PR #430, opened 2016-06-07
Do a JTAG reset prior to reading CPU information

andyg24:
When a microcontroller is in deep sleep (stop) mode, its debug interface is turned off. Programming would therefore fail because st-flash was unable to identify the CPU. This change adds a JTAG reset prior to requesting CPU information. This change has been successfully tested with a Nucleo STM32L031 board.

### DIFF
--- a/src/usb.c
+++ b/src/usb.c
@@ -877,6 +877,7 @@ stlink_t *stlink_open_usb(enum ugly_loglevel verbose, bool reset, char serial[16
     }
 
     if (reset) {
+        stlink_jtag_reset(sl, 2);
         stlink_reset(sl);
         usleep(10000);
     }


xor-gate:
Sorry for the late reply, but I would like to test this more throughfully before merging if you don't mind. In the upcoming weeks I will have a continues integration setup with real hardware (nucleo and discovery boards). I will keep you posted.

xor-gate:
I'm not sure if usb.c is the correct place to add a jtag reset. As the probe/open just looks for programmers. Why is this not working: https://github.com/texane/stlink/blob/c0177ec3872244fb04fc517397059f742e2b1cc3/src/tools/flash.c#L210-L220

andyg24:
It's been a while, but I believe the reset also needs to be in usb.c
because otherwise the ID is not read and programming in flash.c is not
attempted.

xor-gate:
Yeah I think you are right, the jtag reset will toggle the NRST of the chip and everything is cleared. I'm not sure why value 2 is given, as a pin toggle should only have 0 or 1. But the protocol to the programmer is under NDA and reversed engineered so I can not tell.

Issue #439, opened 2016-06-21
Regression when programming STM32F4xx device from a STM32VL Discovery kit


dflogeras:
Hi, I often use a STM32VL Discovery as a programmer, because it was cheap and I don't really have any other use for it :)  Today I revived a project where the target is a homebrew STM32F407 board.  I tried to use the STM32VL Discovery as the USB programmer.  I know this used to work, but today I was getting a "Failed to read target voltage" and then a bunch of USB errors.  After which I would have to unplug the USB cable before I could communicate again.  This was on the current master.

I tried 1.1.0 and it worked, so I bisected and I think the problem was introduced in 71535104e47f2a96ce6a87a6da0fc4519bc64d15

If it matters, this is on Gentoo Linux, compiled with autotools, GCC 4.9.3.

The device is a  STM32F405RGT6W, and st-util -1 reports:

```
2016-06-21T17:04:33 INFO src/stlink-common.c: Device connected is: F4 device, id 0x10016413
2016-06-21T17:04:33 INFO src/stlink-common.c: SRAM size: 0x30000 bytes (192 KiB), Flash: 0x100000 bytes (1024 KiB) in pages of 16384 bytes
2016-06-21T17:04:33 INFO src/stlink-sg.c: Successfully opened a stlink v1 debugger
2016-06-21T17:04:33 INFO gdbserver/gdb-server.c: Chip ID is 00000413, Core ID is  2ba01477.
```

xor-gate:
I'm not sure, but I think stlink v1 is unable to read target voltage. Which firmware version for the program are do you use? Probably you should first try to upgrade as I have seen weird issues with broken stlink programmer firmware. Over here for v1:
http://www.st.com/content/st_com/en/products/embedded-software/development-tool-software/stsw-link001.html

dflogeras:
Well, if I plug it into the Windows STM32 ST-LINK utility, and click upgrade->device connect, a dialog pops up and says "Old firmware loader detected on ST-Link/V2.  For full operation (especially SWV support), please contect ST for upgrading."

Then it reports the Firmware Version: V0.J0.S0 STM32 Debugger

And says it wants to upgrade to "V2.J24.S0".

All of that makes me nervous.  It seems to want to upgrade to V2, and I'm not sure if this device is supposed to have V2.  Also, on previous times I've upgraded the STLink firmware, I didn't get the warning dialog, but they were already V2 devices.

Any ideas?  The link you sent shows me a version "1.12.3"

[...]

PR #440, opened 2016-06-21
Fix a regression introduced in 71535104.

dflogeras:
Since STLINK V1 cannot read voltage, and attempting to do so breaks the
USB communications, this patch will revert the behaviour to just blindly
doing 32-bit writes on these programmers.


xor-gate:
I'm not sure, the indenting seems a bit odd.

dflogeras:
I think github's diff generator makes it look weird, I followed the existing convention of 4 spaces.  Clone my repo first and have a look at it in context if you like.

dflogeras:
PS I did step through it in a debugger and it works for me as expected.

xor-gate:
Crossref for issue #439

dflogeras:
Sorry to do this, but I'm going to rebase this (used wrong email) and create another pull request.  It is identical save that.

Nightwalker-87:
Moved to #441.

PR #441, opened 2016-06-22
Fix a regression introduced in 71535104.

dflogeras:
Since STLINK V1 cannot read voltage, and attempting to do so breaks the
USB communications, this patch will revert the behaviour to just blindly
doing 32-bit writes on these programmers.


dflogeras:
Sorry, rebased the same work because I used the wrong email

texane:
Thanks for the fix

PR #447, opened 2016-07-22
Update udev path in README

toniokroeger:


xor-gate:
@toniokroeger thanks for spotting this!

PR #452, opened 2016-08-09
Unhexify GDB monitor commands (qRcmd)

Fabien-Chouteau:
It improves readability and will allow parsing of more complex monitor
commands.

### DIFF
--- a/src/gdbserver/gdb-server.c
+++ b/src/gdbserver/gdb-server.c
@@ -927,6 +927,21 @@ static void cache_sync(stlink_t *sl)
     cache_flush(sl, ccr);
 }
 
+static size_t unhexify(const char *in, char *out, size_t out_count)
+{
+    size_t i;
+    unsigned int c;
+
+    for (i = 0; i < out_count; i++) {
+        if (sscanf(in + (2 * i), "%02x", &c) != 1) {
+            return i;
+        }
+        out[i] = (char)c;
+    }
+
+    return i;
+}
+
 int serve(stlink_t *sl, st_state_t *st) {
     int sock = socket(AF_INET, SOCK_STREAM, 0);
     if(sock < 0) {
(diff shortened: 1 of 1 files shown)


texane:
Thanks for the pull. I spotted at least one error in your code, could you
fix it
and pull again ?

You allocate char cmd[cmd_len];
but you access the cmd_len + 1 item with cmd[cmd_len] = 0;

You should thus allocate at least cmd_len + 1 item.

Also, prefer static allocations when using the stack. Otherwise,
use malloc.

Thanks

2016-08-09 16:35 GMT+02:00 Fabien Chouteau <notifications@github.com>:

xor-gate:
You should prefer `size_t` over `int` with sizes since C99. A other implementation which implements a gdb server is the blackmagic probe which can be used as a reference:

https://github.com/blacksphere/blackmagic/blob/master/src/hex_utils.c
https://github.com/blacksphere/blackmagic/blob/master/src/gdb_main.c
https://github.com/blacksphere/blackmagic/blob/master/src/gdb_packet.c

Fabien-Chouteau:
I'm not sure if this is the standard workflow but I updated the commit. (git commit --amend && git push -f)

xor-gate:
Yeah it is nice to have just one commit per fix/pull request. This is the same as rebase-squash (`git rebase -i master`)

texane:
Merged, thanks. But I would suggest, for total correctness, checking outside the unhexify() for loop that sscanf access:
in[2 * i + 0]
in[2 * i + 1]
is always valid, which may not be the case. Rare conditions (in odd size + cross page allocation), but does not cost much.

Fabien-Chouteau:
We can check if strlen(params) is a multiple of 2, which it should be.

I don't see how cross page allocation can be a problem.

texane:
'it should be' ?  What about buggy clients ? Do not suppose, esp. if the check comes for free. Truncate the size if not a 2 multiple.
Cross page -> sscanf invalid read access even on a single invalid byte may cause a crash, depending on the next page access rights.

Fabien-Chouteau:
I know it can happen, that's why I said 'it should be' not 'it will always be'. Note that the integer division (size_t alloc_size = (hex_len / 2) + 1;) will handle the case where strlen(params) is odd.

PR #456, opened 2016-08-15
Fix memory map for STM32F7xxx

zulusw:
Also:
- fixed a typo in an if statement condition in make_memory_map
- cleaned up usage of '4096' in favor of const size_t sz = 4096.


texane:
Nice, merged. Thanks.

Issue #110, opened 2012-10-05
Reading application from hexfile for use with st-flash


Shaun1:
Is there any support currently for flashing directly from a .hex file using st-flash?

xor-gate:
Implemented in PR #459.

Issue #239, opened 2014-05-28
'addr too high' ERROR - maybe CCM? stm32f407


rusefi:
We are failing to program our .hex file using stlink. Same .hex file works OK if flashed using the official "st link utility" on Windows. The only thing maybe special about our hex file is that we are using CCM memory region - we've tried and it seem to work if CCM is not used.

The failing to flash binary is available at http://rusefi.com/build_server/rusefi_firmware.zip

the error message is:
build red$ ~/Development/embedded/tools/stlink/st-flash write rusefi.bin 0x08000000
2014-05-28T16:45:48 INFO src/stlink-usb.c: -- exit_dfu_mode
2014-05-28T16:45:48 INFO src/stlink-common.c: Loading device parameters....
2014-05-28T16:45:48 INFO src/stlink-common.c: Device connected is: F4 device, id 0x10016413
2014-05-28T16:45:48 INFO src/stlink-common.c: SRAM size: 0x30000 bytes (192 KiB), Flash: 0x100000 bytes (1024 KiB) in pages of 16384 bytes
2014-05-28T16:45:50 INFO src/stlink-common.c: Attempting to write 134241388 (0x8005c6c) bytes to stm32 address: 134217728 (0x8000000)
2014-05-28T16:45:50 ERROR src/stlink-common.c: addr too high
stlink_fwrite_flash() == -1

We've tried some older source codes and current version from today (May 28, 2014)

VARSHNED:
I am trying to flash the demo software of STM32F769 discovery kit. But below is the error that i am obtaining

st-flash 1.4.0-13-g1969148
2018-01-30T17:40:14 INFO common.c: Loading device parameters....
2018-01-30T17:40:14 INFO common.c: Device connected is: F76xxx device, id 0x10016451
2018-01-30T17:40:14 INFO common.c: SRAM size: 0x80000 bytes (512 KiB), Flash: 0x200000 bytes (2048 KiB) in pages of 2048 bytes
2018-01-30T17:40:14 INFO common.c: Attempting to write 26556392 (0x19537e8) bytes to stm32 address: 134217728 (0x8000000)
2018-01-30T17:40:14 ERROR common.c: addr too high
stlink_fwrite_flash() == -1

PR #459, opened 2016-09-06
Support of Intel-HEX format for st-flash

dev26th:
Hi

here is my implementation of Intel-HEX format for st-flash (both reading and writing). The format can be selected with new command line option '--format=ihex' (one may not specify <addr> for write with the format, the address will be taken from input file).

Additionally I've re-designed the command line parsing, because it was too complicated with the new option. And added some unit-tests for parsing itself to guaranty all old options still work.

Unfortunately it's not so easy to split this pull request to single features, but I could try if you prefer.

WMBR,
dev26th

### DIFF
--- a/CMakeLists.txt
+++ b/CMakeLists.txt
@@ -145,8 +145,11 @@ if (APPLE)
 	target_link_libraries(${PROJECT_NAME} ${CoreFoundation} ${IOKit} ${ObjC})
 endif ()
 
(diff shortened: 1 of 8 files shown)


texane:
Good one, thanks.
Merged, fixed a warning due to missing initializer (ie. empty braces {})

Nightwalker-87:
Closes #110, #157, #239.

PR #463, opened 2016-09-14
CMakeLists.txt: Fix linker command in generated .pc file

nekromant:
Signed-off-by: Andrew Andrianov <andrew@ncrmnt.org>


xor-gate:
Nice catch, thanks!

Issue #208, opened 2014-02-17
Add UNIX man pages


anatol:
I found this tool works great on my Linux Arch box. Thanks a lot for it!

One thing that worth improving is to add a UNIX man page. There is already tutorial so having the same information in man file would be very useful.

Thanks.

xor-gate:
This should be in the same category when commandline argument parsing is refactored for milestone 2.0.0. Then we can generate man pages.

xor-gate:
It seems I have broken the build on cmake 2.8. I'm currently using cmake 3.5 so I need to find out on another machine with cmake 2.8. Will fix ASAP on another machine.

xor-gate:
Unix man-pages are merged into `master`.

PR #464, opened 2016-09-15
Add Man pages

alx741:
This is the first attempt to add man pages for the utilities (#208)

Only the man page for `st-util` is ready, if this is useful I will make the pages for the other binaries as well.

The Cmake rules are modified so doing `sudo make install` installs the man pages. Then doing `man st-util` works just fine.

The makrdown man pages need to be generated first by doing `make` in the `doc/man` directory. Maybe integrate this in the Cmake rules (?)


texane:
Merged it but some modifications done. More work needed here, cf. following
commits logs.


2016-09-15 5:20 GMT+02:00 Daniel Campoverde <notifications@github.com>:

xor-gate:
@alx741  looking good, we can continue discussion in #208 if you want. I will do some work before v1.3.0 release to integrate with cmake.

alx741:
@xor-gate sure, I'll work on The other pages today

Nightwalker-87:
See also PR #467.

PR #467, opened 2016-09-15
Man pages

alx741:
- st-flash
- st-info
- st-term


xor-gate:
Looking good!

Nightwalker-87:
See also PR #464.

PR #469, opened 2016-09-16
cmake: Refactor into seperate files

xor-gate:
I have seen problems with travis infrastructure and old tools versions the git/project version gets broken. Now this is more reliable and has always a fallback to the `.version` file. When the utilities are build the version is linked into the executable and printed on startup like OpenOCD does.

@nekromant could you review this works for you, as I have moved stuff all over the place and maybe have broken debian packaging.


xor-gate:
As everybody is fearly busy and some contribution is pending for debian packaging (fixes) we need this merged. I will merge it myself for now, when there are questions feel free to place them here.

nekromant:
@xor-gate Terribly sorry, I'm currently away fishing till Wednesday-Thursday and there's literary no internet connection here (very poor cellphone coverage). I'll check everything once I'm back. (And it looks like my homeserver infrastructure along with jenkins is down due to a power outage. crap. ).

xor-gate:
Hi @nekromant yeah I just figured out a few days ago. It is no showstopper. I already have merged as someone else is improving the debian packaging. Have fun fishing!

nekromant:
@xor-gate, @OsterlaD I'm finally back. Looks like I've missed all the fun with the recent debian packaging fixes. Anyways, I've tested the current master, debian packaging and did a full ci run, everything looks fine so far. 
Regarding the recent deb packaging fixes by OsterlaD that I've missed out:
1. Do we really need to duplicate all the file installation rules in debian/rules? I suggest we do as much of the installation as possible with CMakeLists.txt, so that debian/rules would do as much as possible automatically.  
2. Is there any rationale for building both debug and release builds of stlink when packaging?

OsterlaD:
1. Use of cmake install would be better in terms of maintenance. 
    * I am not sure how to tell cmake where to install
    * adapt debian/*.install files to copy from cmake install dir, instead of from debian/tmp
    * or you can manage to install to debain/tmp with cmake
    * cmake should handle multiarch library paths

2. Just that tests depends on debug build. The build stage calls `make all` and all depends on release. The tests stage calls `make test` and test depends on debug. This is why both where build. I think automated tests where a good thing and should run, but you can disable it by add `override_dh_auto_tests:` to debian/rules, if you want.

xor-gate:
We will continue discussion in this issue:
https://github.com/texane/stlink/issues/482

PR #473, opened 2016-09-18
packaging: Improvements to debian package build.

OsterlaD:
Solution to problems with debian package build issue.

### DIFF
--- a/CMakeLists.txt
+++ b/CMakeLists.txt
@@ -132,7 +132,7 @@ if (CMAKE_SYSTEM_NAME STREQUAL "Linux")
 	install(FILES etc/modprobe.d/stlink_v1.conf
 	DESTINATION /etc/modprobe.d/)
 	install(FILES ${RULES_FILES}
-	DESTINATION /lib/udev/rules.d/)
+	DESTINATION ${CMAKE_INSTALL_PREFIX}/lib/udev/rules.d/)
 endif()
 
 add_subdirectory(src/gdbserver)
--- a/CMakeLists.txt
+++ b/CMakeLists.txt
@@ -1,6 +1,8 @@
 cmake_minimum_required(VERSION 2.8.7)
 project(stlink C)
 set(PROJECT_DESCRIPTION "Open source version of the STMicroelectronics Stlink Tools")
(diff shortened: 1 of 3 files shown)


xor-gate:
You should not rely on the `build/Debug/doc/man/*.1` because this only used during building debug targets. Debian package should use only Release targets and fetch the pre-generated man-pages from `doc/man/*.1`.

xor-gate:
See here: https://github.com/texane/stlink/blob/cmake-fixes/doc/man/CMakeLists.txt#L9

xor-gate:
I have merged `cmake-fixes` into `master`, you may rebase to `master` which builds again. Travis building broke for some unknown reason and I have hardened the cmake version detection now.

OsterlaD:
Reworked patch stack on master.
Now manpages contains doc/man/st-.1 entry, corresponding to install entry usr/bin/st-.
The debian/copyright file indicates BSD-3-clause license with copyright holders from LICENSE file.

OsterlaD:
Added udev rules and modprobe installation rules.

xor-gate:
Could you squash-merge all your commits into one? Then we are ready to go!

OsterlaD:
There are still some issues.
* manpages expect to install from source, not build direcotry or debian/tmp, but the nice man pages are created from *.md files and were placed under build/Debug/doc/man
* stlink-gui requires src/tools/gui/stlink-gui.ui file and seems to expect it under /usr/local/share/stlink
* is it correct to build debug variant?

xor-gate:
I will comment inline:
> * manpages expect to install from source, not build direcotry or debian/tmp, but the nice man pages are created from *.md files and were placed under build/Debug/doc/man

Package maintainers should only use the generated manpages from `doc/man/*.1`  texane has put the missing generated roff files there in latest master. This takes away the pandoc dependency for package maintainers.

> * stlink-gui requires src/tools/gui/stlink-gui.ui file and seems to expect it under /usr/local/share/stlink

This is hardcoded into the GUI currently and it has not fixed yet.

> * is it correct to build debug variant?

The Debug target is not what you want in a package, because it contains debug symbols (GDB) and is not optimized (-O0).

Nightwalker-87:
Closed in favour of #484.

Nightwalker-87:
Closed in favour of #484.

PR #711, opened 2018-05-25
Fixed flash memory map for F72XXX chip_id

trentgill:
The F722RE uses the same flash memory map as 512kB flash f4 series. Without these changes the flash would be erased in pages of 2048bytes, rather than the full 16/64/128kb blocks on the hardware.

All the F72x and F73x devices have this same memory layout, so should be fixed by this commit.


xor-gate:
Sorry for the late reply, but looks good. Thank you!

════

ACTION ITEM: Taking the entries above, write out exactly the lines starting with the line containing "1. Do we really" and going on through the line containing "2. Is there", both included, and nothing else.

EXPECTED OUTPUT:
1. Do we really need to duplicate all the file installation rules in debian/rules? I suggest we do as much of the installation as possible with CMakeLists.txt, so that debian/rules would do as much as possible automatically.  
2. Is there any rationale for building both debug and release builds of stlink when packaging?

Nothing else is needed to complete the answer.